Generally, the insularity associated with specialisation that often characterises Western scholarship is rarely evident in Africa, since many theorists have worked extensively in women's movements or in policy-related and advocacy fields. This has strengthened channels of influence between activism and academia: scholars frequently develop path-breaking theory on the basis of their activist or applied work, while progressive lobbying in such fields as gender-based violence, grow out of strong research and writing. Overall, there has been no shortage of African women academics' involvement in advocacy-related fields. For example, Emang Basadi, a Botswanan NGO, has drawn significantly on the participation of academics in working to transform deep-seated and specially violent gender-based injustice, while scholars like Ruth Meena and Marjorie Mbilinyi in Tanzania have worked closely with donors, the Tanzanian government and NGOs to encourage progressive changes in this country's educational policy.
Clearly, all feminists connect personal experiences to their politics and intellectual work. But the degree of connectedness to real life - influenced by particular historical experiences of cultural marginalisation and social oppression - shapes feminist theories in distinctive ways. Interestingly, Patricia Hill Collins makes this point in her discussion of African-American women's intellectual traditions:
Denied positions as scholars and writers which allow us to emphasize purely theoretical concerns, the work of most Black women intellectuals is influenced by the merger of action and theory. The activities of nineteenth-century Black women intellectuals exemplify this tradition... Contemporary Black women intellectuals continue to draw on this tradition of using everyday actions and experiences in our theoretical work. (1991:29)
While African feminist theorising on the continent has often been shaped by a particular engagement with practice and experience, it has also drawn significantly on scholarship and theorising in the West.

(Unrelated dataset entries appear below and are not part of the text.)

PR #118, opened 2020-07-28
Implement fmt::display for GooseStats

### LINKED ISSUE #115: Options for running statistics and summary statistics

jeremyandrews:
This is a followup on #116.

 - implement `fmt::Display` allowing us to simply `print!("{}", goose_stats);`
 - rename methods: `.fmt_requests()`, `.fmt_response_times()`, `.fmt_percentiles()` and `.fmt_status_codes()`

### DIFF
--- a/src/stats.rs
+++ b/src/stats.rs
@@ -1,8 +1,8 @@
 use itertools::Itertools;
 use num_format::{Locale, ToFormattedString};
 use std::collections::{BTreeMap, HashMap};
+use std::io::{Result, Write};
 use std::{f32, fmt, str};
-use std::io::{Write, Result};
 
 use crate::goose::GooseRequest;
 use crate::util;
@@ -94,8 +94,8 @@ impl GooseStats {
         println!("{}", self);
     }
 
-    /// Display a table of requests and fails.
-    pub fn print_requests(&self, buffer: &mut Vec<u8>) -> Result<&GooseStats> {
+    /// Prepares a table of requests and fails.
+    pub fn fmt_requests(&self, buffer: &mut Vec<u8>) -> Result<&GooseStats> {
         // If there's nothing to display, exit immediately.
         if self.requests.is_empty() {
             return Ok(self);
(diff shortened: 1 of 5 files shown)


src/stats.rs
```diff
@@ -47,6 +46,10 @@ pub struct GooseStats {
     pub users: usize,
     /// Goose request statistics.
     pub requests: GooseRequestStats,
+    /// Flag indicating whether or not to display percentile.
+    pub display_percentile: bool,
+    /// Flag indicating whether or not to display status_codes.
+    pub display_status_codes: bool,
```
LionsAd, line 52: Is it ensured that both are false at the start?

src/stats.rs
```diff
@@ -262,32 +281,45 @@ impl GooseStats {
...
+        )?;
+        writeln!(
+            f,
+            " Slowest page load within specified percentile of requests (in ms):"
+        )?;
+        writeln!(
+            f,
+            " ------------------------------------------------------------------------------"
+        )?;
+        writeln!(
```
LionsAd, line 314: This is preference, but I feel:

```
writeln!(f,
```

is almost as short as:

```
println!(
```

so I would not split it over several lines in the whole PR as it makes things much more difficult to read.

Also the diff is shorter ;)

src/stats.rs
jeremyandrews: Yes, because of https://doc.rust-lang.org/std/primitive.bool.html#impl-Default

I should update the comment to make this explicitly clear.

src/stats.rs
jeremyandrews: I do not format white space manually, but instead use `cargo fmt`. We would need to set up custom rustfmt rules if we want to change how it formats things like this. (In this case I believe we'd need to adjust the line-length before a wrap). 

I prefer to stick with the defaults.

src/stats.rs
jeremyandrews: Updated:

```rust
    /// Flag indicating whether or not to display percentile. Because we're deriving Default,
    /// this defaults to false.
    pub display_percentile: bool,
    /// Flag indicating whether or not to display status_codes. Because we're deriving Default,
    /// this defaults to false.
    pub display_status_codes: bool,
```

src/stats.rs
LionsAd: I agree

Likewise, Western feminist scholarship has evolved in distinctive ways because of its engagement with women's political and intellectual struggles in the third world. Certain patterns of influence and cross-fertilisation have been reciprocal, progressive and mutually beneficial. Other patterns, stemming from the global dominance of Western intellectual priorities and from the diluting of feminist agendas by conservative political agendas, have marginalised contextually-grounded theory. It is noteworthy that the theoretical inflection of much work ranging from gender training and policy-making to teaching and academic research has been strongly influenced by conservative and technicist theories originating in the West, and especially the United States. An influential orientation here has been liberal feminism and the discourses of developmentalism and modernisation to which it is linked. Liberal feminism and the developmental paradigm interpret Africa from the perspective of its economic "inefficiency". The prescription associated with this is that women of Africa should be concertedly "captured" by the global market and the economic initiatives of the state.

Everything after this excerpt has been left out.